◆ **Task item**:
Show every line below where "approved" can be found.

(Stored data entries)

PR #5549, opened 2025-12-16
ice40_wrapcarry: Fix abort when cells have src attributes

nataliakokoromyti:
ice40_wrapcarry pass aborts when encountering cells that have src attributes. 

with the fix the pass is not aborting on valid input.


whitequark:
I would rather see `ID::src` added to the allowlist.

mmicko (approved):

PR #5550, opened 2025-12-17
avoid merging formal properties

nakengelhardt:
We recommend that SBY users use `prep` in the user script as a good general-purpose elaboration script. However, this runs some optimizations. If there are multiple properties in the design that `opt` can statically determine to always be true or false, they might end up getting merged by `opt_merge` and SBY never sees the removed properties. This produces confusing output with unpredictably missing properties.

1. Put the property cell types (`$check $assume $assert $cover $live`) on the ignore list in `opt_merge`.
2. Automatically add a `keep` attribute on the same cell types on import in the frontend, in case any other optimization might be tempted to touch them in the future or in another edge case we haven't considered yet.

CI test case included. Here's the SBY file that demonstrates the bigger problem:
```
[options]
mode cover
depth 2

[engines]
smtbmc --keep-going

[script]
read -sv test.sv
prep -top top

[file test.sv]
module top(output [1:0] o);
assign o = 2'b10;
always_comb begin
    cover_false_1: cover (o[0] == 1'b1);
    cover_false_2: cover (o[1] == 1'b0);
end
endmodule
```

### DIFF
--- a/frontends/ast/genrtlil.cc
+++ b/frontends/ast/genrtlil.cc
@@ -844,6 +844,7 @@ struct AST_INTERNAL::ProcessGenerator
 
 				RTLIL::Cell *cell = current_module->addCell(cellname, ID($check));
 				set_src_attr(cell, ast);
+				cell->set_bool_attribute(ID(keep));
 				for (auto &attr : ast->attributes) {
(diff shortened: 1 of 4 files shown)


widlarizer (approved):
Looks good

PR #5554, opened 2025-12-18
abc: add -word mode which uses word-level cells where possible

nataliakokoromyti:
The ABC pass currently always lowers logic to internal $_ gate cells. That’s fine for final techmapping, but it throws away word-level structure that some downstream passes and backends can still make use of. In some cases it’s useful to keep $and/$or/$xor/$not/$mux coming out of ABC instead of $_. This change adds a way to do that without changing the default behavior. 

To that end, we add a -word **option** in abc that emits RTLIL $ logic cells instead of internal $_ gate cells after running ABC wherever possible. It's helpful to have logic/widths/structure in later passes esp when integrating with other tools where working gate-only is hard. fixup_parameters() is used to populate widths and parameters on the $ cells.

◆ **Your response**:
mmicko (approved):
widlarizer (approved):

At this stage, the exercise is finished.